Best practices
Version and Tag 🥇
The version management for the evolution of the processing chain must comply with semver.org. The version tag must be applied to a development branch containing the algorithm, the Docker image, and all standard rules described in the attached document.
| Digit | Description | Definition / Example |
|---|---|---|
| First Digit | Major Version | There are non-backward compatible changes. A set of minor changes and fixes. |
| Second Digit | Minor Version | There are additions of backward-compatible features. |
| Third Digit | Patch Version | There are backward-compatible anomaly corrections. |
Configuration Management
Readme File 🥇
A Readme written in Markdown at the root of the GIT project must allow for a quick overview of the chain.

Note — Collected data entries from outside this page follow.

PR #1675, opened 2020-09-10
Removes two assignment operators result of which were not used

valeriyvan:
May be this code is needed and its current state just indicates some other bug which I miss.


lpugin:
Please comment the two lines instead of removing them

PR #1678, opened 2020-09-11
Revert the change which leads to whong beam slope calculation

Pryadka:
This is hotfix for this issue https://github.com/rism-ch/verovio/issues/1677 
- revert improper change


rettinghaus (approved):

rettinghaus (approved):

lpugin:
@Pryadka I've notice some weird things with slurs and articulations with beams. For example here https://www.verovio.org/app.html. I am trying to nail it down to a minimal example so we can see if this is is related to the latest changes made to the beam calculation but could not yet. Just to let you know while I am still looking at this.

PR #1679, opened 2020-09-12
Fixes memory leak.

valeriyvan:
Also gets rid of unneeded cast of size_t to int.

### DIFF
--- a/src/iohumdrum.cpp
+++ b/src/iohumdrum.cpp
@@ -11545,7 +11545,6 @@ template <class ELEMENT>
 void HumdrumInput::addTextElement(
     ELEMENT *element, const std::string &content, const std::string &fontstyle, bool addSpacer)
 {
-    Text *text = new Text;
     std::string data = content;
     if (element->GetClassName() == "Syl") {
         // Approximate centering of single-letter text on noteheads.
@@ -11564,7 +11563,11 @@ void HumdrumInput::addTextElement(
     std::vector<std::string> pieces;
     hre.split(pieces, data, "\\\\n");
 
-    for (int i = 0; i < (int)pieces.size(); i++) {
+    const size_t piecesSize = pieces.size();
+
+    Text *text = piecesSize > 0 ? new Text : NULL;
+
+    for (size_t i = 0; i < piecesSize; i++) {
         data = pieces[i];
         text->SetText(UTF8to16(data));
 
@@ -11591,7 +11594,7 @@ void HumdrumInput::addTextElement(
             }
         }
 
-        if (i < (int)pieces.size() - 1) {
+        if (i < piecesSize - 1) {
             // Need to add another text element, but add lb before it.
             Lb *lb = new Lb;
             element->AddChild(lb);


src/iohumdrum.cpp
```diff
@@ -11591,7 +11594,7 @@ void HumdrumInput::addTextElement(
             }
         }
 
-        if (i < (int)pieces.size() - 1) {
+        if (i < piecesSize - 1) {
```
craigsapp, line 11597: This line of code is precisely why I do not use unsigned integers for indexes.  If `piecesSize` is `0`, then `piecesSize-1` is `MAX_INT`, and that is highly likely to be larger than `i`.  It does not matter if `piecesSize` is guaranteed to never be `0` at this case, because in the future something above the code could change, and maybe `0` would be allowed.  Hell will freeze over before I use `size_t` for small indexes in code where I am the primary maintainer (which is `iohumdrum.cpp`).  So: use type `int` for `piecesSize`.

src/iohumdrum.cpp
```diff
@@ -11564,7 +11563,11 @@ void HumdrumInput::addTextElement(
     std::vector<std::string> pieces;
     hre.split(pieces, data, "\\\\n");
 
-    for (int i = 0; i < (int)pieces.size(); i++) {
+    const size_t piecesSize = pieces.size();
```
craigsapp, line 11566: By the logic I give for using `int` in the comment for line 11597, your fix is proper for long-term stability of the code.

However, note that I claim that `pieces` can never have a size less than one, so there is a guarantee that no memory leak can occur (which would happen if `pieces` had a size of 0).  In other words, once this function is entered, it is committed to inserting at least one text element, even if it were an empty string.

As an aside: the for-loop and the lines:

```
    hum::HumRegex hre;
    std::vector<std::string> pieces;
    hre.split(pieces, data, "\\\\n");
```

Are a fairly recent addition to the function to allow for line breaks in the text (mostly for `<dir>` elements).  A string such as `line1\nline2` will be converted into two text elements containing `line1` and `line2` with an `<lb>`  between them.  So `pieces` will have a size of 1 if there are not line breaks, and otherwise will be greater than one if there are any line breaks indicated by `\n` characters in the input string.

craigsapp (changes requested):

src/iohumdrum.cpp
valeriyvan: If `piecesSize` is 0 `for`-loop will not be executed. So we are safe.

src/iohumdrum.cpp
valeriyvan: How `hum::HumRegex::split` behaves in case of empty string? I suppose in this case returned vector will be empty. Or may contain empty string as the only element. Both implementations seem logical.

May be you are right and leak will never happen. To say that for sure one should know if `hum::HumRegex::split` ever returns empty vector.

Proposed change makes code work properly despite of logic of `hum::HumRegex::split`.

Think of possible case when logic of `hum::HumRegex::split` changes. Then here real leak might happen.

lpugin: @craigsapp what do you want to do with this?

lpugin:
Closing since the PR has now conflicts. Please redo if necessary

craigsapp:
Oops it got lost in the past.  I will check on it.

PR #1683, opened 2020-09-15
add missing Schleifer and short piano pedal glyphs

rettinghaus:
Added glyphs:
newglyphs


lpugin:
Could you post an image (e.g., screenshot) of the glyphs added? This is always useful to see. This means that people interested do not need to either download the new font file and open it with FontForge to see the glyphs, or go glyph by glyph and look in SMuFL. Thanks. (I added a comment to the contributing guidelines about it)

rettinghaus:
Sure. I always forget, because I just saw them.

PR #1689, opened 2020-09-17
Develop leipzig

lpugin:
Update script that generates SMuFL metadata
- changes strings to number
- chang value for legerLineExtension

Fonts need to be re-generated


rettinghaus (approved):
Looks great!

PR #1691, opened 2020-09-18
Develop support for plain text fonts

Monceber:
Added scripts for generating bbox XML output for the plain text fonts. They has similar behavior to **generate_all.sh** to extract data from font. The way to run is as following:
```
./generate_text_font.sh fontname.extension
```
It will generate *-bounding-boxes.svg file as well as .g2n mapping file (to map symbol names to Unicode numbers). Afterwards, XML will be generated based on the bboxes and map input.

Code has been adjusted accordingly to take option for text font to allow changing default font from Times to a custom one.


Monceber:
Doesn't look like Travis picked up correct code for the build:
```
/Users/travis/build/rism-ch/verovio/tools/main.cpp:384:26: error: no member named 'SetFont' in 'vrv::Resources'
if (!vrv::Resources::SetFont(options->m_font.GetValue())) {
```

This PR has no call to SetFont at line 384:
```
if (!vrv::Resources::SetMusicFont(options->m_font.GetValue())) {
```

Should I re-create PR again?

src/vrv.cpp
```diff
@@ -84,37 +84,45 @@ bool Resources::InitFonts()
...
+{
+    return LoadFont(fontName);
+}
+
+bool Resources::SetTextFont(const std::string &fontName, const bool usePostfixes)
+{
     struct TextFontInfo_type {
         const StyleAttributes m_style;
-        const std::string m_fileName;
+        const std::string m_postfix;
```
lpugin, line 106: What does `postfix` mean? Looks like a weird name change.

include/vrv/options.h
```diff
@@ -581,6 +581,7 @@ class Options {
     OptionDbl m_thickBarlineThickness;
     OptionDbl m_tieThickness;    
     OptionDbl m_tupletBracketThickness;
+    OptionString m_textFont;
```
lpugin, line 584: Fix alphabetical order

lpugin (changes requested):

src/vrv.cpp
Monceber: Previous since it was hardcoded it was referring to the filename (e.g. Times-italic). Now that we can change text font by option, this refers to the postfix for the weight/style combination that should be added to the text font name when doing InitTextFont(). We have postfixes like -bold, -italic, -bold-italic and when init font (for instance, Arial) we get file following file names: Arial-bold, Arial-italic, etc.

lpugin (approved):

lpugin:
@Monceber sorry for reverting but it needs to investigated why this breaks the JS toolkit.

- Documentation Link: Link to the documentation hosted on readthedocs.com.
- Title and Badge: Project name and indicators (build status, version, license).
- Short Description (Pitch): One to two sentences maximum on the "what" and the "why".
- Quick Installation: A single command line (e.g.,
npm installorpip install). 🥈
GIT Workflow 🥈
The project should follow the Git Flow workflow: https://git-flow.readthedocs.io/fr/latest/presentation.html
Packaging
Image Format 🥇
Images must be in OCI container format (Docker type).
CWL Description of the Process 🥇
A CWL file containing a minimal description of your process must be provided, including the following sections:
- Input Data
- Processing
- Output Data
Documentation 🥇
Documentation must be managed within the GIT project and made publicly available (e.g., Readthedocs, Jupyterbook, Sphinx). A template is provided to help you initialize your documentation here:
Documentation Content
- Process Description Template (v3.0): Standard template for describing a processing chain.
- Dataflow Document: A document outlining the data flow.
Industrialization
Automated Tests 🥈
- The chain must include at least one E2E (End-to-End) test validating the configuration and the use of peripheral data with the delivered Docker image.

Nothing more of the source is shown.